The vSphere Distributed Switch (VDS) is a powerful, but often misunderstood technology that is included with VMware vSAN. This post will review some of my favorite settings on the VDS, and how you can use them to get better control, performance, and visibility into your virtual SAN cluster. While it is most known for the ability to create port groups that exist on all hosts with a simple click, it also has a lot of lesser known but incredibly powerful functions that will aid the vSAN administrator.
LLDP/CDP There's a lot to like in the VDS when deploying a new vSAN cluster or trying to identify any issues. My favorite undercooked setting is the ability to configure Link Layer Discovery Protocol (LLDP) and Cisco Discovery Protocol (CDP) for both send and receive. The standard switch is limited to only receiving CDP. What this means is that not only can a host pull information from switches and "identify" what switch/port/vLAN it is plugged into, but also the network administrators can identify which hosts are plugged into which physical switches. Having watched hours of time wasted on "Fixing" the wrong port this small setting makes sure that everyone is on the same page about where things have been plugged in. This helps also find documentation errors, or incorrectly cabled hosts quickly and easily.
NetFlow and IPFIX allow the inspection of IP traffic information by sending them to a remote collector from VMware vRealize Network Insight as well as 3rd parties such as Solarwinds, Netflow Logic and CA. These tools allow you to from an out of band perspective peer into the traffic entering and leaving a virtual machine for monitoring, management and security purposes. For a quick video on how to set it up click here. This helps you understand not only how much traffic, but where it is going.
vSphere Network I/O Control (NIOC) can be used to set quality of service (QoS) for Virtual SAN traffic over the same NIC uplink in a VDS shared by other vSphere traffic types including iSCSI traffic, vMotion traffic, management traffic, vSphere Replication (VR) traffic, NFS traffic, Fault Tolerance (FT) traffic, and virtual machine traffic. General NIOC best practices apply with Virtual SAN traffic in the mix:
- For bandwidth allocation, use “shares” instead of “limits” as the former has greater flexibility for unused capacity redistribution.
- Always assign a reasonably high relative share for the Fault Tolerance resource pool because FT is a very latency-sensitive traffic type.
- Use NIOC together with NIC teaming to maximize network capacity utilization.
- Leverage the VDS Port Group and Traffic Shaping Policy features for additional bandwidth control on different resource pools.

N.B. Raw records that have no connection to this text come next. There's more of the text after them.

PR #4560, opened 2016-06-01
Fix requirement of families at import

rybus:

This is end of my previous PR fixing FamilyUpdater. I added this very line as as soon as you get inside this method, requirement should be true. Otherwise, if the requirement existed and equaled false then it would remain... false. 

| Added Behats                      | N/A


damien-carcel:
GTM

skeleton:
GTM

PR #4569, opened 2016-06-02
Change the product creation by UI and set it with import

pierallard:
These 2 scenario are ones of the longers in the DCI, because it creates 3 products via UI.
I replaced it with an import creation to be faster (and clearer btw)

Before: 5m34.305s and 2m12.711s
After: 1m15.102s and 1m13.562s


ClementGautier:
I'm not sure that we should do that as it no more test that the history is well updated using the UI.

pierallard:
See the changelog of the file. Before, there was no history at all!

ClementGautier:
GTM

jjanvier:
@ClementGautier 4 products were created via the UI
only one history was checked

Pierre only delete the 3 useless products of the behat

GTM

PR #6219, opened 2017-05-29
[PIM-6436] Fix attribute group limit in Product Edit Form

pierallard:
cf https://akeneo.atlassian.net/browse/PIM-6436

### DIFF
--- a/features/Context/WebUser.php
+++ b/features/Context/WebUser.php
@@ -972,7 +972,7 @@ class WebUser extends RawMinkContext
     /**
      * @param string $groups
      *
-     * @Then /^I add attributes by group "([^"]*)"$/
+     * @Then /^I add attributes by groups? "([^"]*)"$/
      */
     public function iAddAttributesByGroup($groups)
     {
--- a/features/attribute-group/list_attribute_groups.feature
+++ b/features/attribute-group/list_attribute_groups.feature
@@ -42,3 +42,64 @@ Feature: List attribute groups
       """
       Sizes,Marketing,Product information,Colors,Other,Media
       """
+
+  @javascript @jira https://akeneo.atlassian.net/browse/PIM-6436
+  Scenario: Sucessfully display the attribute groups in the PEF without limit
+    Given the "footwear" catalog configuration
+    And I am logged in as "Julia"
+    And the following CSV file to import:
+      """
+      code;attributes;sort_order
+      attribute_group_1;sku;101
+      attribute_group_2;name;102
+      attribute_group_3;manufacturer;103
+      attribute_group_4;weather_conditions;104
+      attribute_group_5;description;105
+      attribute_group_6;comment;106
+      attribute_group_7;price;107
+      attribute_group_8;rating;108
+      attribute_group_9;side_view;109
+      attribute_group_10;top_view;110
+      attribute_group_11;size;111
+      attribute_group_12;color;112
+      attribute_group_13;lace_color;113
+      attribute_group_14;length;114
+      attribute_group_15;volume;115
+      attribute_group_16;number_in_stock;116
+      attribute_group_17;destocking_date;117
+      attribute_group_18;handmade;118
+      attribute_group_19;heel_color;119
+      attribute_group_20;sole_color;120
+      attribute_group_21;cap_color;121
+      attribute_group_22;sole_fabric;122
+      """
+    And the following job "csv_footwear_attribute_group_import" configuration:
+      | filePath | %file to import% |
+    And I am on the "csv_footwear_attribute_group_import" import job page
+    And I launch the import job
+    And I wait for the "csv_footwear_attribute_group_import" job to finish
+    And I am on the families page
+    And I create a new family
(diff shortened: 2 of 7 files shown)


features/Context/WebUser.php
```diff
@@ -972,7 +972,7 @@ public function iShouldSeeAvailableAttributeGroup($groups)
     /**
      * @param string $groups
      *
-     * @Then /^I add attributes by group "([^"]*)"$/
+     * @Then /^I add attributes by groups? "([^"]*)"$/
      */
     public function iAddAttributesByGroup($groups)
```
mickaelandrieu: should be renamed `iAddAttributesByGroup`

src/Pim/Bundle/EnrichBundle/Controller/Rest/AttributeGroupController.php
```diff
@@ -94,13 +71,48 @@ public function indexAction(Request $request)
...
 
         return new JsonResponse($normalizedAttributeGroups);
     }
+
+    /**
+     * @param Request $request
+     *
+     * @return Array
+     */
+    protected function parseOptions(Request $request)
```
mickaelandrieu: not sure this should be here... or about an ``OptionsRequest`` class, that take Request in constructor and return the options array you need. This doesn't even need to be a service, something like `$options = OptionsRequest::buildFromRequest($request)` make more sense to me than doing stuff in controller.

features/Context/WebUser.php
pierallard: That's the name of this function, wtf ?

src/Pim/Bundle/EnrichBundle/Controller/Rest/AttributeGroupController.php
pierallard: If it disturbs you to have this function here, I can get all this back to the indexAction one.
We're applying a patch in 1.7, not the place to refactor the PIM ;)

src/Pim/Bundle/EnrichBundle/Controller/Rest/AttributeGroupController.php
```diff
@@ -94,13 +71,48 @@ public function indexAction(Request $request)
...
+    {
+        $options = $request->get('options', []);
+
+        if (!isset($options['limit'])) {
+            $options['limit'] = SearchableRepositoryInterface::FETCH_LIMIT;
+        }
+
+        if (0 > intval($options['limit'])) {
+            $options['limit'] = null;
```
mickaelandrieu: why not return the default value in this case too?

pierallard: Because we can not pass null parameters to a GET url parameter. The only option is to pass a negative integer to get it back to null in the controller.

src/Pim/Bundle/EnrichBundle/Controller/Rest/AttributeGroupController.php
mickaelandrieu: keep it please: it's better now than before 👍

features/attribute-group/list_attribute_groups.feature
```diff
@@ -42,3 +42,64 @@ Feature: List attribute groups
       """
       Sizes,Marketing,Product information,Colors,Other,Media
       """
+
+  @javascript @jira https://akeneo.atlassian.net/browse/PIM-6436
+  Scenario: Sucessfully display the attribute groups in the PEF without limit
+    Given the "footwear" catalog configuration
+    And I am logged in as "Julia"
+    And the following CSV file to import:
```
SamirBoulil: Ok, but you couldn't you just use a step to define an attribute instead of using an import ? (I mean, we don't test attribute groups import here).

You can let it as is.

src/Pim/Bundle/EnrichBundle/Controller/Rest/AttributeGroupController.php
SamirBoulil: I'd pass the result `$request->get('options', []);` instead of the whole request object.

src/Pim/Bundle/EnrichBundle/Controller/Rest/AttributeGroupController.php
SamirBoulil: Well that's a tricky one, maybe a word about it in the phpdoc ?

src/Pim/Bundle/EnrichBundle/Controller/Rest/AttributeGroupController.php
pierallard: We need the complete $request and not only options (just look above ;) )

features/attribute-group/list_attribute_groups.feature
pierallard: IMHO Import is a process near from reality than your custom "And the following..." steps. And it prevents some history bugs on DCI (which we don't test here, I know, it's just a way of life)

Specifically, for Virtual SAN, we make the following recommendations:
- Do not set a limit on the Virtual SAN traffic; by default, it is unlimited.
- Set a relative share for the Virtual SAN resource pool based on application performance requirements on storage, also holistically taking into account other workloads such as bursty vMotion traffic that is required for business mobility and availability.
- Avoid reservations as they will share unused traffic only with other management types (vMotion, Storage, etc.) but not with Virtual Machine networking needs.
LAG - As I discuss in the "using multiple interfaces" blog post, there are more options for use of multiple interfaces. the VDS supports LAG with a huge variety of advanced hashes, as well as Dynamic LACP which if a switch has been misconfigured will cleanly fail to a working state. For a video of how to configure LAG see this link. While not everyone need LAG if you are going to use it the added functionality for the VDS makes it a better option.
Misconceptions about the VDS
A common concern are around how VDS will behave if vCenter fails. It should be noted that virtual machines using a VDS will continue to run uninterrupted in the event the vCenter is unavailable. You will loose the ability to configure or add Virtual Machines to the switch, but they will continue to operate. If you foresee a position where you may need to add a virtual machine to a management VLAN/PortGroup in the event of a failure you can pre-stage a Ephemeral Port group. This would allow you to rebuild a dependency (such as the vCenter database) that is stored within the environment without having a chicken/egg problem or the need to keep a standard switch for management functions.
Another concern is often tied to licensing as historically the VDS requires enterprise plus licensing. It should be noted that all editions of vSAN include the VDS so there is no excuse to not use it with VSAN!